Assignment — Filter these entries, keeping only lines that hold the word "single".
────────────────────
PR #605, opened 2024-08-24
feat: add dynamic expressions

JuroOravec:
Good news, unlike I [said in the discussion](https://github.com/EmilStenstrom/django-components/discussions/552#discussioncomment-10394843) previously, I actually managed to pull off supporting both `{{ }}` and `{% %}` tags (and also `{# #}`)!

Also, after going over how [django-cotton designed it](https://github.com/wrabit/django-cotton#template-expressions-in-attributes), I feel like their approach is more useful than what I proposed initially.

So initially, I was saying that we should allow only a single tag, and no text.

So while this would work:

```django
{% my_component model="{{ model_name }}" %}
```

This would not

```django
{% my_component model="todos.{{ index }}.name" %}
```

But now I think that the latter is more flexible and more can be achieved with it. So the text is practically evaluated as a regular django template.

So @EmilStenstrom this is the same as [you suggested](https://github.com/EmilStenstrom/django-components/discussions/552#discussioncomment-10403531) with:

```django
{% component 'test' title="{{ person.first_name }} {{ person.last_name }}" / %}
```

But to still make it possible to use the outputs of those nested tags as inputs to component, I added following logic:
- If the string consists of a single tag, and no other text, then the output does not get stringified.

	So, below, the result from `random_int` would be passed to `test` component as `int`
	```django
	{% component 'test' page="{% random_int 10 20 %}" / %}
	```
- However, if there IS extra text, or multiple tags, then the result gets stringified.

	Because there are extra spaces around the tag, this would now pass a string.
	```django
	{% component 'test' page=" {% random_int 10 20 %} " / %}
	```

TODO:
- [x] Update README

Closes https://github.com/EmilStenstrom/django-components/discussions/552

### DIFF
--- a/README.md
+++ b/README.md
@@ -1972,8 +1972,6 @@ In the example above:
 
 This is inspired by [django-cotton](https://github.com/wrabit/django-cotton#template-expressions-in-attributes).
 
-> Note: Never use this feature to mix business logic and template logic. Business logic should still be in the template!
-
 #### Passing data as string vs original values
 
 Sometimes you may want to use the template tags to transform
--- a/README.md
+++ b/README.md
@@ -1972,6 +1972,8 @@ In the example above:
 
 This is inspired by [django-cotton](https://github.com/wrabit/django-cotton#template-expressions-in-attributes).
 
+> Note: Never use this feature to mix business logic and template logic. Business logic should still be in the template!
+
 #### Passing data as string vs original values
 
 Sometimes you may want to use the template tags to transform
@@ -2027,6 +2029,8 @@ Similar is possible with [`django-expr`](https://pypi.org/project/django-expr/),
   value="{% expr 'input_value if is_enabled else None' %}"
 / %}
 ```
+
+> Note: Never use this feature to mix business logic and template logic. Business logic should still be in the template!
 
 ### Pass dictonary by its key-value pairs
 
--- a/README.md
+++ b/README.md
@@ -65,6 +65,10 @@ And this is what gets rendered (plus the CSS and Javascript you've specified):
 
 ## Release notes
 
+**Version 0.93**
+- Spread operator `...dict` inside template tags. See [Spread operator](#spread-operator))
+- Use template tags inside string literals in component inputs. See [Use template tags inside component inputs](#use-template-tags-inside-component-inputs))
+
 🚨📢 **Version 0.92**
 - BREAKING CHANGE: `Component` class is no longer a subclass of `View`. To configure the `View` class, set the `Component.View` nested class. HTTP methods like `get` or `post` can still be defined directly on `Component` class, and `Component.as_view()` internally calls `Component.View.as_view()`. (See [Modifying the View class](#modifying-the-view-class))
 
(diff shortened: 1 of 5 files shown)


EmilStenstrom:
@JuroOravec really nice, I like this design!

JuroOravec:
@EmilStenstrom Great to hear! I've updated the README, and so this is now ready for review

README.md
```diff
@@ -1927,6 +1931,103 @@ Other than that, you can use spread operators multiple times, and even put keywo
...
+```
+
+Similar is possible with [`django-expr`](https://pypi.org/project/django-expr/), which adds an `expr` tag and filter that you can use to evaluate Python expressions from within the template:
+
+```django
+{% component "my_form"
+  value="{% expr 'input_value if is_enabled else None' %}"
+/ %}
+```
+
```
EmilStenstrom, line 2030: Maybe we should add a disclaimer here? Something like: "Note: Never use this feature to mix business logic and template logic. Business logic should still be in the template!"

(I really like this feature, component is an extremely powerful tag now!)

src/django_components/expression.py
```diff
@@ -109,6 +176,37 @@ def is_aggregate_key(key: str) -> bool:
...
+# A string that must start and end with quotes, and somewhere inside includes
+# at least one tag. Tag may be variable (`{{ }}`), block (`{% %}`), or comment (`{# #}`).
+DYNAMIC_EXPR_RE = re.compile(
+    r"""^{quote}.*?(?:{var_tag}|{block_tag}|{comment_tag}).*?{quote}$""".format(
+        var_tag=r"(?:\{\{.*?\}\})",
+        block_tag=r"(?:\{%.*?%\})",
+        comment_tag=r"(?:\{#.*?#\})",
+        quote=r"['\"]",
+    )
+)
```
EmilStenstrom, line 188: This matches strings starting with one quote type, and ending with another: "hallo'

ChatGPT suggests this fix:

```python
DYNAMIC_EXPR_RE = re.compile(
    r"""^(?P<quote>['"]).*?(?:{var_tag}|{block_tag}|{comment_tag}).*?(?P=quote)$""".format(
        var_tag=r"(?:\{\{.*?\}\})",
        block_tag=r"(?:\{%.*?%\})",
        comment_tag=r"(?:\{#.*?#\})",
    )
)

```

src/django_components/templatetags/component_tags.py
```diff
@@ -480,13 +481,27 @@ def mark_kwarg_key(key: str, is_agg_key: bool) -> None:
...
+            args.append(val)
+
     kwarg_pairs: RuntimeKwargPairsInput = []
     for key, val in raw_kwarg_pairs:
         is_spread_op = is_internal_spread_operator(key + "=")
 
         if is_spread_op:
-            expr = parser.compile_filter(val.token)
+            # Allow to use dynamic expressions with spread operator, e.g.
+            # `..."{{ }}"`
```
EmilStenstrom, line 497: This is just crazy, I not sure I think we should include this. Will confuse everyone that sees and expression like this!

src/django_components/templatetags/component_tags.py
```diff
@@ -560,6 +575,88 @@ def _parse_tag_body(parser: Parser, end_tag: str, inline: bool) -> NodeList:
     return body
 
 
+def _fix_nested_tags(parser: Parser, token: Token) -> None:
+    block_token = token
```
EmilStenstrom, line 579: Is the intent here to just rename the variable? Can't this be done in the def right above?

src/django_components/templatetags/component_tags.py
```diff
@@ -560,6 +575,88 @@ def _parse_tag_body(parser: Parser, end_tag: str, inline: bool) -> NodeList:
...
+    # When our template tag contains a nested tag, e.g.:
+    # `{% component 'test' "{% lorem var_a w %}"`
+    #
+    # Django parses this into:
+    # `TokenType.BLOCK: 'component 'test'     "{% lorem var_a w'`
+    #
+    # Above you can see that the token ends at the end of the NESTED tag,
+    # and includes `{%`. So that's what we use to identify if we need to fix
+    # nested tags or not.
+    has_unclosed_tag = block_token.contents.count("{%") > block_token.contents.count("%}")
```
EmilStenstrom, line 590: This wouldn't work for this crazy usage I think: `{% component 'test' "{% lorem var_a="{%}" %}`? Do we care? :)

tests/test_expression.py
```diff
@@ -61,6 +78,316 @@ def test_safe_resolve_dict(self):
...
+        self.assertEqual(captured["list_var"], "  ")
+
+        self.assertHTMLEqual(
+            rendered,
+            """
+            <div></div>
+            <div> </div>
+            <div></div>
+            <div> </div>
+            """,
```
EmilStenstrom, line 307: Maybe not use assertHTMLEqual here since this is testing stringification and handling of spaces?

tests/test_expression.py
```diff
@@ -61,6 +78,316 @@ def test_safe_resolve_dict(self):
...
+        self.assertEqual(captured["list_var"], " [{'a': 1}, {'a': 2}] ")
+
+        self.assertHTMLEqual(
+            rendered,
+            """
+            <div>lorem ipsum dolor</div>
+            <div>lorem ipsum dolor [{'a': 1}]</div>
+            <div>True</div>
+            <div>[{'a': 1}, {'a': 2}]</div>
+            <div>{'a': 3}</div>
```
EmilStenstrom, line 386: Maybe not use assertHTMLEqual here since this is testing stringification and handling of spaces?

tests/test_expression.py
```diff
@@ -96,7 +423,7 @@ def get_context_data(
             {% component 'test'
                 var_a
                 ...my_dict
-                ...item
+                ..."{{ list|first }}"
```
EmilStenstrom, line 426: Are we reaaaaaallly sure we want see this in people's code?! :) 

The steps to understand this code:
1) "Oh, I didn't know the spread operator worked on strings! Oh wait, that's not a string."
2) "It's a list! And first returns the first item. So we're spreading an item in a list, what's that?"
3) "Oh, the list contains little dicts, and this dict doesn't get stringified because there isn't spaces around it."
4) "So this is actually just "a=1", I get it!"

EmilStenstrom (commented):
This looks very good! I'm a little worried that the parsing here will break when people start doing crazy things like nesting tags several levels deep, quoting django template tags in strings, and expecting them to work.

src/django_components/templatetags/component_tags.py
JuroOravec: Of course we do! Fixed it :)

src/django_components/expression.py
JuroOravec: Very nice! I did check for the quotes mismatch, but separately in the `is_dynamic_expression`. I've updated it to check the quotes inside the regex

JuroOravec:
@EmilStenstrom Really good feedback, love how thorough it is!

I addressed the feedback [here](https://github.com/EmilStenstrom/django-components/pull/605/commits/0a473a86ec02262594f57bd2e209653dd176c2b3):
- Replaced `assertHtmlEqual` with `assertEqual`
- Covered the `"{%}"` edge case by also checking for unfinished quotes
- Updated the regex to check for quotes in it
- Added the disclaimer for `"Note: Never use this feature to mix business logic and template logic. Business logic should still be in the template!"`
- Added a test to check behavior of [nested tags in nested tags](https://github.com/EmilStenstrom/django-components/pull/605/files#diff-8200e7404420069f578b2bbd98b34348e75285cb3f9a273b85e488ba6eaeadb1R415)

When it comes to points on the complex code like `"'{{ '{{nested}}' }}'"` or `..."{{ list|first }}"`, I don't mind changing the changing the syntax, but I'd really like to have these features.

The reason is, that this comes really handy for the UI component library, where there are cases like this:

```vue
<MyComponent>
  <template #content="contentProps">

    <OtherComp v-bind="{ ...contentProps, ...attrs }" />

  </template>
</MyComponent>
```

In other words, they take data given by a slot (`contentProps`), and combine it with user-provided data (`attrs`), and then spread it onto `OtherComp` using the spread operator (`v-bind`).

So in Django, the equivalent would look like this:

```django
{% component "my_component" %}
	{% fill "content" data="content_props" %}

		{% component "other_comp" ..."{% expr '{ **content_props, **attrs }' %}" %}

	{% endfill %}
{% endcomponent %}
```

Now, the alternative could be again that I'd define the value to spread on a separate line

```django
{% component "my_component" %}
	{% fill "content" data="content_props" %}

		{% expr '{ **content_props, **attrs }'  as merged_props %}
		{% component "other_comp" ...merged_props %}

	{% endfill %}
{% endcomponent %}
```

But I don't see harm in allowing both at the same time. They are complementary concepts. I also didn't document the combined usage (correct me if wrong), so it's more up to the users to discover that it works. And I now also [updated the error message](https://github.com/EmilStenstrom/django-components/pull/605/commits/4beccb63353d68390e067cf814adc8a106f5726d) for when the spread operator receives a non-dict, to make things clear.

So IMO there are guardrails so that this can be used by power users like me, without promoting bad coding habits on the rest.

EmilStenstrom (approved):
Looks great, and and understand the use-case you are proposing. Lets go with your suggestion!

JuroOravec:
Awesome, thanks!

Issue #401, opened 2024-03-18
Move documentation to GitHub Pages


EmilStenstrom:
The README is super-long, so I think it's time to move it out to a separate site, and give it some structure. 

I suggest GitHub Pages because it's built in to GitHub already.

JuroOravec:
Just a cheeky thought. I reckon some sort of documentation builder would be used for this. But if the website had a custom landing page, or something like that, it'd be cool to build it with Django and Django components. https://github.com/meeb/django-distill can be used to build static sites with Django.

GabDug:
As the README is already using Markdown, I would say [`mkdocs-material`](https://squidfunk.github.io/mkdocs-material/) may be a good fit. I've been working with mkdocs for a while now, so I can contribute to the setup around Mkdocs setup and its CI if help is wanted :)

EmilStenstrom:
@JuroOravec While I like the idea of using the library for it's own documentation, I also like the idea of publishing the docs on GitHub Pages and not have to worry about a separate service/server. 

@GabDug That looks really good. Would love to get that structure in place. Though I think a lot of the work will be to split the current readme into logical chunks with good section names.

EmilStenstrom:
@GabDug Did you have any chance to make any more progress on this? I think it would make sense to split this work up into several parts, så that just moving what we have could be one step. During the last weeks the README has changed a lot, so I'm not sure this PR will be easy to rebase. If we start with just a split we can keep iterating on the new version while other work in ongoing?

dalito:
Maybe add an additional link to the docs in the "About" section of the gh project page?

EmilStenstrom:
@dalito Yes, when we get this working (this is my first time fiddling with this) we'll make sure it's replacing the current mega-README :)

PR #606, opened 2024-08-24
Fix docs deployment to gh-pages.

dalito:
Related to https://github.com/EmilStenstrom/django-components/issues/401#issuecomment-2308379192: I think these changes are at least needed to fix docs deployment to gh-pages.

@EmilStenstrom did you already activate gh-pages in settings of the repo?

### DIFF
--- a/.github/workflows/docs.yml
+++ b/.github/workflows/docs.yml
@@ -14,8 +14,11 @@ on:
 
 jobs:
   docs:
+    # Grant GITHUB_TOKEN the permissions required to make a Pages deployment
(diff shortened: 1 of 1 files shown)


EmilStenstrom:
Thanks @dalito, I've merged that and now it seems to work for the version-specific pages https://emilstenstrom.github.io/django-components/dev/ https://emilstenstrom.github.io/django-components/latest/

Seems mike has a command to set the default, and that that might redirect us to latest. Any idea how to trigger that? :)

PR #607, opened 2024-08-25
Increase minimum coverage to 97%

EmilStenstrom:
Juro has done a great job increasing the test coverage for new code. 

This pull request increases the minimum coverage requirement to 97%. The `coverage report` command has been updated to fail if the coverage falls below this threshold.


JuroOravec (approved):

JuroOravec:
Good idea!

PR #608, opened 2024-08-25
Fix redirect to latest for mike 2.0

dalito:
@EmilStenstrom - At the root of gh-pages there should be an index.html file with the redirect. It is missing here in this repo.

Maybe issue https://github.com/jimporter/mike/issues/188 for mike2.0 was the reason for the missing redirects. This PR applies the suggested change.


JuroOravec (approved):

EmilStenstrom:
Thanks again @dalito!

PR #633, opened 2024-09-01
Fix docs action

### LINKED ISSUE #625: Release 0.93 did not trigger documentation build
The docs for the newest release 0.93 were not created. The job was skipped, see https://github.com/EmilStenstrom/django-components/actions/workflows/docs.yml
────────────────────
Expected answer —
So initially, I was saying that we should allow only a single tag, and no text.
- If the string consists of a single tag, and no other text, then the output does not get stringified.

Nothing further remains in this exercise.